09 May 2018 20:49 (+01:00 GMT)
ConocoPhillips liens test PdV's logistics at home

Caracas, 9 May (Argus) — Venezuela´s state-owned oil company PdV is quickly shifting all of its Caribbean logistics to its domestic terminals in response to US independent ConocoPhillips´ court-ordered liens on its Dutch Caribbean assets. But PdV´s terminals and refineries are ill-equipped to replace its extensive Caribbean network, company officials privately tell Argus.

PdV this week ordered its tankers to return to Venezuelan waters and is diverting cargoes from their original Dutch Caribbean destinations to local terminals led by Jose.

"Without the flexibility of Caribbean storage, it is a matter of days before this will impact production," a PdV official says. Replicating Caribbean operations in Venezuela is "impossible."

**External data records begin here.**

PR #143, opened 2015-04-02
add a "badge" route for crates

seanmonstar:
The route /crates/foo.svg will redirect to shields.io, of an svg showing
the latest version of the crate on crates.io.

Example: [](https://crates.io/crates/hyper)

This could be shown in the UI somehow, but for now, exposing a route is quite cheap, and shields.io encourages use like this. A use case is including the badge in the README on github, so visitors can see what is the latest version published, even if master is a little ahead.

### DIFF
--- a/src/krate.rs
+++ b/src/krate.rs
@@ -1019,3 +1019,12 @@ pub fn reverse_dependencies(req: &mut Request) -> CargoResult<Response> {
     struct Meta { total: i64 }
     Ok(req.json(&R{ dependencies: rev_deps, meta: Meta { total: total } }))
 }
+
+pub fn shield(req: &mut Request) -> CargoResult<Response> {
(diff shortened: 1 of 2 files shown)


alexcrichton:
Neat!

seanmonstar:
Though, I couldn't test locally, since the rust version was older. It might be that `/crates/:crate_id.svg` may not parse to what I expect.

alexcrichton:
Ah unfortunately route-recognizer doesn't support `:foo.bar`, so I'm going to have to revert this.

seanmonstar:
If that's the case, it could be `/crates/:crate_id/badge.svg` instead?

alexcrichton:
Perhaps, but `/crates/foo.svg` is probably the right place for this to actually be, so it may be best to fix the underlying bug.

PR #147, opened 2015-04-21
Fix user links CSS

gentoo90:
Before | After
------------ | -------------
before | after

### DIFF
--- a/app/styles/app.scss
+++ b/app/styles/app.scss
@@ -113,6 +113,9 @@ body {
 
     #current-user-links {
         display: none;
+        left: auto;
+        right: 0;
+        min-width: 200px;
 
         &.open { display: block; }
     }


tomaka:
Ah! This problem has been bothering me for weeks! :heart:

alexcrichton:
Hm when I shrink the size of the windows to be very skinny this causes the menu to look a little funny. The current rendering also looks good to me on Firefox at least. What browser are you using?

gentoo90:
Firefox. Fixed:
after2

alexcrichton:
Hm the text still looks a little scrunched to me on Firefox with a smaller screen:

Before:



After:



Is the `min-width` property still necessary? (removing that made it look ok). To clarify, what browser are you using to view the changes here?

gentoo90:
OK, now I found it, this small-screen menu already has min-width in its style, and it's `200px`.
> what browser are you using to view the changes here?

Firefox and Chrome.

gentoo90:
> Is the min-width property still necessary?

Yes, without it user menu still look like this
before

alexcrichton:
Ah ok, with the higher min-width this looks fine to me, thanks!

PR #991, opened 2017-08-20
Adding VSCode and IntelliJ local directories to gitignore

autodidaddict:
Per a suggestion from another pull request, I'm suggesting these changes as a separate PR. Rumor has it there are people who actually use something other than `vim` to edit code.

### DIFF
--- a/.gitignore
+++ b/.gitignore
@@ -18,3 +18,6 @@ npm-debug.log
 yarn-error.log
 testem.log
 .env
+.idea/
+.vscode/
+
--- a/.gitignore
+++ b/.gitignore
@@ -20,4 +20,3 @@ testem.log
 .env
 .idea/
 .vscode/
-


.gitignore
```diff
@@ -18,3 +18,6 @@ npm-debug.log
 yarn-error.log
 testem.log
 .env
+.idea/
+.vscode/
+
```
vignesh-sankaran: Could you remove the blank line at the bottom of this file?

vignesh-sankaran:
Think we're good to merge this @carols10cents, thanks @autodidaddict :)

autodidaddict:
I'm going to blame that trailing blank line on the elbows of the person who was next to me on the plane :)

carols10cents:
I think this is more appropriate for each developer to set in their global gitignore file for the editors they use: https://help.github.com/articles/ignoring-files/#create-a-global-gitignore

PR #996, opened 2017-08-21
Rename maintenance struct key from value to status

vignesh-sankaran:
Feel status is a better name for the `Maintenance` struct key than value. I also renamed the `MaintenanceValue` enum to `MaintenanceStatus`.


carols10cents:
Fine with me!

bors: r+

Another PdV official in Caracas echoed that view. Losing access to its Caribbean facilities could have "a cascade effect" on PdV's upstream operations in the Orinoco oil belt, which depends on light crude and diluent imports to produce diluted crude oil (DCO) and Merey blend for export.

The Caribbean facilities feature deepwater ports and tanker berthing facilities capable of accommodating VLCCs, the PdV added. "We've lost those assets until this situation is resolved."

Venezuela´s crude production has already tumbled by around 500,000 b/d to below 1.5mn b/d over the past year as a consequence of chronic under-investment. The Opec country now stands to lose more production, as much as 300,000 b/d by one estimate, because of the current debt-related crisis in the Caribbean.

PdV owns the 10mn bl Bopec storage facility on Bonaire and leases the 320,000 b/d Isla refinery and Bullen Bay terminal on Curacao. The company also leases storage at US company NuStar´s St Eustatius terminal and additional storage in Aruba. The facilities are critical to PdV´s export operations.

ConocoPhillips is seeking to pressure PdV into paying more than $2bn in compensation that was awarded to the company on 25 April by an arbitration panel of the Paris-based International Chamber of Commerce (ICC) for Venezuela´s 2007 expropriation of its Orinoco heavy crude projects.

As of this morning almost 80 tankers were clustered near PdV's four main terminals in Venezuela, including some 27 tankers at Pozuelos Bay at PdV's Jose upgrading and export terminal complex in Anzoategui state.

Another 15 tankers were anchored at the 635,000 b/d Amuay refinery and 17 tankers at the nearby 305,000 b/d Cardon refinery, which together comprise the 940,000 b/d CRP refining complex on the Paraguana Peninsula. A further seven tankers were off PdV's 146,000 b/d El Palito refinery in Carabobo state.

One of the PdV officials said the company has the most flexibility at the Guaraguao terminal near the Puerto La Cruz refinery, where some 10 tankers are lined up, but even here the options are limited.

The stored crude and refined products embargoed by the ConocoPhillips´ action are valued at more than $1bn at current market prices, an energy ministry official told Argus.

PdV is focusing the difficult transition on its Jose complex, which is capable of handling up to 1.6mn b/d, just over half of its design capacity of 3mn b/d. A senior official of the federation of oil unions (FUTPV) who works at the Jose terminal warned that the facility is at risk of collapse.

"Jose has operational loading and storage capacity limitations because necessary maintenance and equipment replacement were not done," the union official said. "Procurement contracts were issued but were never fulfilled completely, and the Jose terminal continues to deteriorate."

PdV's workers at Jose are "too hungry and too sick" to withstand the increased physical demands placed on them, the official said, alluding to Venezuela´s severe economic crisis. "There will be more accidents and more equipment failures at the Jose terminal because the workers are in poor health, and PdV's exports will be affected as a result."

An energy ministry official denied that the liens have disrupted the company´s blending and export operations. PdV's Jose and CRP terminals can "safely manage a sustained increase in operational tempo," the ministry official said.